Now when two pages of the same type are generated, the second one can reuse the already cached „page-footer“. Yay speedup!
There is a catch
When investigating the caching behaviour with a tool like t3n/neos-debug you might see that the footer on your homepage and the footer on your contact page have different entryIdentifier hashes.
The reason for this is that the fusionPath of the rendered element is the final ingredient that will be added to the concatenated identifiers already defined by the GlobalCacheIdentifiers and defined by your own cache configuration.
This means, if your homepage has the nodetype My.Site:Homepage and your contact page has the nodetype My.Site:Page the fusionPath will be different and therefore a different hash is generated leading to two separate cache entries.

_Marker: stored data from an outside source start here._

PR #802, opened 2015-08-03
Rescue Errno::ETIMEDOUT instead of Timeout::Error on Establish

Annih:
Fix #800 
net-ssh 2.10 does not use 'timeout' anymore, it use the Socket `connect_timeout` instead.
See: https://github.com/net-ssh/net-ssh/commit/58b379787b19b47e3b17f73ac05bda208772bb3c and https://github.com/net-ssh/net-ssh/commit/9bfbdc98e8d36e8f62792a6ecdd258bc232b9d9a

PR #866, opened 2015-10-27
Fixes constant error when using recent net-ssh

komuta:
Following the changes in #802, depending on the ruby / gems environnement the ssh transport doesn't work anymore. Here is the exact error, as seen in a Ruby 2.1.2 environment with Kitchen 1.4.2 and net-ssh 2.10.0beta2:

```
-----> Starting Kitchen (v1.4.2)
------Exception-------
Class: Kitchen::ClientError
Message: Could not load the 'ssh' transport from the load path. Please ensure that your transport is installed as a gem or included in your Gemfile if using Bundler.
---Nested Exception---
Class: NameError
Message: uninitialized constant Kitchen::Transport::Ssh::Connection::Timeout
```

This quick fix ensures the *Timeout* constant is known by the system.

### DIFF
--- a/lib/kitchen/transport/ssh.rb
+++ b/lib/kitchen/transport/ssh.rb
@@ -18,6 +18,7 @@
 
 require "kitchen"
 
+require "timeout"
 require "net/ssh"
 require "net/scp"
 


cheeseplus:
Is this still necessary with the latest net-ssh updates?

cheeseplus:
Closing as this should have been fixed by other net-ssh updates and fixes.

PR #872, opened 2015-11-03
Added try/catch around main and set error action to stop

mcallb:
Added a try/catch around main and set the ErrorActionPreference to stop from the default value continue. It's confusing to troubleshoot an exception when a script continues to run through non terminating errors. In my case I had a malformed chef_metadata_url text file but the script continued to run until it tried to install an MSI that didn’t exist. See following gist for an example of the difference in error output https://gist.github.com/mcallb/6aa219b8ebcbb536edc0.


mwrock:
:+1: this seems like a good move.

cheeseplus:
:+1:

That’s necessary for Fusion to render exactly what you want but sadly not very obvious.
The context
Recently there has been a discussion which made me realise that some projects I’m involved in and even the Neos.Demo don’t do this correctly. Meaning the page rendering on those sites is not as fast as it could be (when a page is uncached).
So how do we solve it?
By rendering the element that we want to have available everywhere into an absolute rendering path independent of any parent node type involved in the rendering.
So here is the footer you might know from the Neos.Demo site.
prototype(Neos.Demo:Document.Fragment.Menu.Meta) < prototype(Neos.Fusion:Component) {
menuItems = Neos.Neos:MenuItems { ... }
renderer = afx`...`
@cache {
mode = 'cached'
entryIdentifier {
static = 'metamenu'
site = ${site}
}
entryTags {
1 = ${Neos.Caching.nodeTypeTag('Neos.Neos:Document', site)}
}
}
}
As you see there is a static entry identifier and the site. Including the site allows us to have separate cache entries based on the workspace and the dimension (e.g. language) the site node is in.
Without it we would get the same menu for each language.
But as mentioned before the meta menu would now have a different fusionPath depending on the document node type it’s part of.
To fix this we rename the prototype like this:
prototype(Neos.Demo:Document.Fragment.Menu.Meta.Renderer)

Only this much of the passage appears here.